#### Problem description
From the listing below, extract every line in which the word "more" appears.

_ _ _ _ _

PR #1154, opened 2023-09-21
Re-image molecules during barostat moves.

proteneer:
This is a hacky, but extremely simple way of implementing periodic re-imaging of the coordinates. Notes:

0) Re-uses most of the existing internals of the barostat for keeping track of molecule groups and centroid computations.
1) Only works in NPT when you have a barostat turned on (and moves that are periodically rejected).
2) Is extremely fast (no loss in performance), and done fairly frequently.

(Note that this is one of those tech-debt PRs that isn't perfect, but is a strict improvement over the current state of things, and is relatively safe and easy to implement).


timemachine/cpp/src/kernels/k_barostat.cuh
```diff
@@ -41,9 +41,20 @@ void __global__ k_rescale_positions(
...
 
-        coords[atom_idx * 3 + 0] += displacement_x;
-        coords[atom_idx * 3 + 1] += displacement_y;
-        coords[atom_idx * 3 + 2] += displacement_z;
+        // centroid of the new molecule
+        centroid_x += displacement_x;
+        centroid_y += displacement_y;
+        centroid_z += displacement_z;
+
+        // compute displacement needed to shift centroid back into the scaled homebox
```
proteneer, line 49: Actually I just realized it's not safe to use scaled box here - since its only written by the 0th thread.

proteneer: (so instead we compute it from box * scale)

badisa (approved):
> Note that this is one of those tech-debt PRs that isn't perfect, but is a strict improvement over the current state of things, and is relatively safe and easy to implement

This statement is a perfect summary of this PR. It is tech debt, but a small, well isolated amount that can be easily removed when we solve this more generally.

jkausrelay:
nit: Add a test for the Barostat changes (maybe x0 outside of the box, confirm the ene is the same as x0 in the box and the output x is also in the box).

Othwerise lgtm.

proteneer:
Adding a test now to the MC barostat class.

tests/test_barostat.py
```diff
@@ -397,6 +398,93 @@ def test_barostat_varying_pressure():
     assert compute_box_volume(atm_box) > ten_atm_box_vol
 
 
+# test that barostat only proposes properly re-centered coordinates
+def test_barostat_recentering_upon_acceptance():
```
proteneer, line 402: @jkausrelay  I added this extra test that verifies the barostat only proposes molecular configurations whose centroids are recentered into the homebox. lmk if this is sufficient for approval (or if you'd like more tests).

jkausrelay (approved):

_ _ _ _ _

#### Answer section
This statement is a perfect summary of this PR. It is tech debt, but a small, well isolated amount that can be easily removed when we solve this more generally.
proteneer, line 402: @jkausrelay  I added this extra test that verifies the barostat only proposes molecular configurations whose centroids are recentered into the homebox. lmk if this is sufficient for approval (or if you'd like more tests).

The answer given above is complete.